Listen up, all you pesky viagra salespersons and purveyors of penis enlargment therapies. You too all you malodorous Russian call girls and wannabe western brides. And you Chinese herbalists and Nigerian scam artists. Get offa my cloud! This is a blog not a marketplace for you to come to so you can flog your dubious, ludicrous wares. Get out of my face! Get a life! Go peddle elsewhere and stop your inane and irrelevent comments on my blog! If anyone is going to make irrelevant comments it will be me? OK? Good. Glad that’s settled.
WAKE IN FRIGHT, AGAIN
Just saw the digitally remastered version of the classic 1971 Aussie film Wake in Fright. Wow! It’s Brilliant! No film captures better the horror of the Outback ethos. People in the bush are friendly, open and wonderful? Right? Wrong. They can also be racist, vile, uncouth and alcohol-fuelled. This film captures the ugly side of the Outback idyll. It’s based on Kenneth Cook’s brilliant novel of the same name which has just been re-released by Text Publishing. Get yourself a copy and then go see the film. That will make you think again about life beyond the Black Stump in this wide brown land with the green bits around the edge.
PARIS OPERA BALLET BLUES
Saw the Paris Opera Ballet last night: stupendous, magnificent, extraordinary … and very long. Three hours was stretching the friendship but I guess it’s all good for French-Australian cultural relations. Never mind about the malodourous Frenchman sitting next to me, halitosis and all. And why did he have to hog the arm rest throughout the whole show? That ain’t etiquette, is it? If he had screamed “Bravo!” one more time I would have throttled him, although my hands may not have fitted around that sweaty neck.

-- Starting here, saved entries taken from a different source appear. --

Issue #2488, opened 2018-09-10
[$40] Consider Planned phases for calculating Project progress


RishiRajSahu:
Current implementation of calculation project progress doesn't consider planned phases its only considering `Active` and `delivered`. It should consider planned phases as well. Please find the screen shot for existing behaviour.

![screen shot 2018-09-10 at 2 31 37 pm](https://user-images.githubusercontent.com/11248478/45287702-8e803c00-b506-11e8-94be-c0cea4b01d8d.png)

**Current Behaviour -** 

Project Progress = (100 + 100 + 100 + 82)/4 = 96

**Expected Behaviour -** 

Project Progress = (100 + 100 + 100 + 82 + **0**)/**5** = 76

RishiRajSahu:
fyi @maxceem

iversonLv:
@maxceem I would like to work on it

iversonLv:
It’s done and ready for review

PR #2491, opened 2018-09-10
Issue 2488

iversonLv:
issue #2488

### DIFF
--- a/src/helpers/projectHelper.js
+++ b/src/helpers/projectHelper.js
@@ -161,7 +161,7 @@ export function formatProjectProgressProps(project, phases, productsTimelines) {
   const spentAmount = _.sumBy(activeAndCompletedPhases, 'spentBudget') || 0
   const labelSpent = spentAmount > 0 ? `Spent $${formatNumberWithCommas(spentAmount)}` : ''
   const progressPercent = phases.length > 0 ? Math.round(totalProgress/activeAndCompletedPhases.length) : 0
-  const labelStatus = `${progressPercent}% done ${totalProgress} ${activeAndCompletedPhases.length}`
+  const labelStatus = `${progressPercent}% done`
 
   return {
     labelDayStatus,
--- a/src/helpers/projectHelper.js
+++ b/src/helpers/projectHelper.js
@@ -6,6 +6,7 @@ import {
   PROJECT_ROLE_OWNER,
   PHASE_STATUS_ACTIVE,
   PHASE_STATUS_COMPLETED,
+  PHASE_STATUS_REVIEWED,
   PHASE_STATUS_DRAFT,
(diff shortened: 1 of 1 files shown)


src/helpers/projectHelper.js
```diff
@@ -144,7 +145,7 @@ export function formatProjectProgressProps(project, phases, productsTimelines) {
 
     // override project progress if status is delivered
     if (phase.status === PHASE_STATUS_COMPLETED) {
-      progress = 100
+      progress = 99
```
maxceem: @iversonLv Could you please provide some background why there should be `99` instead of `100` as it feels there should be some issue with the logic if need to put `99` here.

src/helpers/projectHelper.js
```diff
@@ -87,7 +88,7 @@ export function formatProjectProgressProps(project, phases, productsTimelines) {
 
   // phases where start date is set and are not draft
   const nonDraftPhases = _.filter(phases, (phase) => (phase.startDate && phase.status !== PHASE_STATUS_DRAFT))
-  const activeAndCompletedPhases = _.filter(phases, (phase) => (phase.startDate && (phase.status === PHASE_STATUS_ACTIVE || phase.status === PHASE_STATUS_COMPLETED)))
+  const activeAndCompletedPhases = _.filter(phases, (phase) => (phase.startDate && (phase.status === PHASE_STATUS_ACTIVE || phase.status === PHASE_STATUS_COMPLETED || phase.status === PHASE_STATUS_REVIEWED)))
```
maxceem: @iversonLv As the meaning of the variable `activeAndCompletedPhases` has changed after adding new phase status, could you please consider renaming it to reflect the new meaning.

src/helpers/projectHelper.js
iversonLv: i just found if it is 100(deliver) final total will be > actual total 1， if there is no deliver phase there is correct. I do/can not test if all phases are deliver. 

So why I decrease 1 for deliver phase from 100 to 99.

src/helpers/projectHelper.js
iversonLv: Good suggestion

src/helpers/projectHelper.js
maxceem: Thanks. Regarding the final total > 1. I think if this happens there has to be some issue with logic so I would prefer to create a separate issue to fix it. If I understood it correctly such behavior is not caused by the changes in this PR so you can just leave `100` here for now.

iversonLv:
@maxceem I invite you to my fork repository, you might need to accept?

maxceem:
@iversonLv it looks like I don't need access to the fork. I'll merge in a moment.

But hey, I did enjoy myself, really I did and the sets were magnificent, particulartly the elephant, although my favourite bit was when one of the poor unfortunate under-fed ballerinas dropped the stuffed bird she was holding, turning an exquisite routine into a ballet version of Monty Python’s dead parrot sketch. “He’s bleeding snuffed it!” Remember that? What a hoot. I thought of this and much more while I waited for the ballet to finish and as usual I wasn’t stingy when it came to the applause because I’m always so glad when a show is over. I stayed up until well after midnight basking in the afterglow.